*Task to carry out*: The lines needed are those below that contain the word "arcaflow"; copy each one.
**********
PR #636, opened 2024-05-29
support for node limits

mudverma:
added support for node limits when pod limits are not defined

### DIFF
--- a/kraken/chaos_recommender/prometheus.py
+++ b/kraken/chaos_recommender/prometheus.py
@@ -17,16 +17,41 @@ def convert_data_to_dataframe(data, label):
 
 
 def convert_data(data, service):
-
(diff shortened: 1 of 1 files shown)


kraken/chaos_recommender/prometheus.py
```diff
@@ -17,16 +17,41 @@ def convert_data_to_dataframe(data, label):
...
+    node_name = result[0]['metric']['node']
+
+    for item in node_data:
+        if item['metric']['node'] == node_name:
+            return item['value'][1]
+
+    return '1000000000'
+
+
+def save_utilization_to_file(utilisation, filename, prometheus):
```
chaitanyaenr, line 53: s/utilisation/utilization

PR #651, opened 2024-06-20
Add pre chaos alert profile

jtydlack:


jtydlack:
Because these queries needs to be managed differently than standard alert queries and will be modified during the run there was created new alert profile. Those queries are not universal yet. Until I figure out how to load and process queries I was not focusing on comparison of pre and post chaos results

run_kraken.py
```diff
@@ -94,6 +94,9 @@ def main(cfg):
             config["performance_monitoring"], "enable_alerts", False
         )
         alert_profile = config["performance_monitoring"].get("alert_profile")
+        pre_chaos_alerts = config["performance_monitoring"].get(
```
chaitanyaenr, line 97: We need to evaluate the rate of increase between start and end time of the chaos scenario instead of pre chaos. Adding the alerts to https://github.com/krkn-chaos/krkn/blob/main/config/alerts_openshift.yaml will automatically get evaluated between start and end time of chaos.

config/pre_chaos_alerts.yaml
```diff
@@ -0,0 +1,35 @@
+# etcd
+
+- expr: sum (rate (container_cpu_usage_seconds_total{namespace='kube-system'}[10m])) by (pod) *1000
```
chaitanyaenr, line 3: We need to compare the output/evaluate against a threshold for example 10%

chaitanyaenr (commented):
Nice start @juliemathew. Added comments around the improvements. Thanks.

PR #652, opened 2024-06-20
Chaos AI updates

sandeephans:
- Check if cluster is accessible before starting chaos
- Allow multiple namespaces
- Automatically find all pods-labels, if not given by user


utils/chaos_ai/docker/requirements.txt
```diff
@@ -4,3 +4,4 @@ requests
 Flask==2.2.5
 Werkzeug==3.0.3
 flasgger==0.9.5
+kubernetes
```
chaitanyaenr, line 7: We might want to set the working version of kubernetes to make sure it doesn't break because of any changes in the upcoming versions. Thoughts?

utils/chaos_ai/docker/swagger_api.py
```diff
@@ -54,6 +55,8 @@ def startchaos(self, kubeconfigfile, file_id, params):
                 params['iterations'] = config_params['iterations']
                 params['maxfaults'] = config_params['maxfaults']
         # faults = [f + ':' + p for f in params['faults'].split(',') for p in params['podlabels'].split(',')]
+        if params['podlabels'] is None or params['podlabels'] == '':
```
chaitanyaenr, line 58: Hi @sandeephans pod labels are not being automatically picked up when not defined. Thoughts?
```
  File "/usr/local/lib/python3.9/threading.py", line 980, in _bootstrap_inner
    self.run()
  File "/usr/local/lib/python3.9/threading.py", line 917, in run
    self._target(*self._args, **self._kwargs)
  File "/app/swagger_api.py", line 58, in startchaos
    if params['podlabels'] is None or params['podlabels'] == '':
KeyError: 'podlabels'
```

PR #656, opened 2024-07-01
Kill pod arca plugin update adaptation

tsebastiani:


requirements.txt
```diff
@@ -15,27 +15,28 @@ google-api-python-client==2.116.0
...
+krkn-lib==2.1.4
 lxml==5.1.0
-kubernetes==26.1.0
+kubernetes==28.1.0
 oauth2client==4.1.3
 pandas==2.2.0
 openshift-client==1.0.21
 paramiko==3.4.0
 podman-compose==1.0.6
+podman-compose==1.0.6
```
paigerube14, line 26: duplicate line here

requirements.txt
```diff
@@ -15,27 +15,28 @@ google-api-python-client==2.116.0
...
 service_identity==24.1.0
-PyYAML==6.0
+PyYAML==6.0.1
 setuptools==65.5.1
 werkzeug==3.0.3
 wheel==0.42.0
 zope.interface==5.4.0
 
-git+https://github.com/krkn-chaos/arcaflow-plugin-kill-pod.git
+git+https://github.com/krkn-chaos/arcaflow-plugin-kill-pod.git@v0.1.0
```
paigerube14, line 40: I see there is a pip package out there for this, is it not set up to properly update versions? 
https://pypi.org/project/arcaflow-plugin-kill-pod/

chaitanyaenr (approved):

chaitanyaenr:
Can be merged post changes suggested by @paigerube14. Thanks.

requirements.txt
tsebastiani: Not sure if reflects the current build. I'm afraid that comes from when the plugin was in charge of the arca team. AFAIK the action is broken due to some arca related steps that are broken that's why we're fetching it from GitHub. I could fix the action eventually, but for the moment I'd stick to this workaround, thoughts?

paigerube14: ok! that sounds good to me for now! dont want to block based on this

chaitanyaenr (approved):
LGTM

PR #660, opened 2024-07-03
moves the krkn-hub build from push on main to tag

tsebastiani:
- solves the Dockerfile manual update on releases
- some enhancements to the Dockerfile to slim down the image a bit


chaitanyaenr (approved):
LGTM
**********
*Exercise output*:
-git+https://github.com/krkn-chaos/arcaflow-plugin-kill-pod.git
+git+https://github.com/krkn-chaos/arcaflow-plugin-kill-pod.git@v0.1.0
https://pypi.org/project/arcaflow-plugin-kill-pod/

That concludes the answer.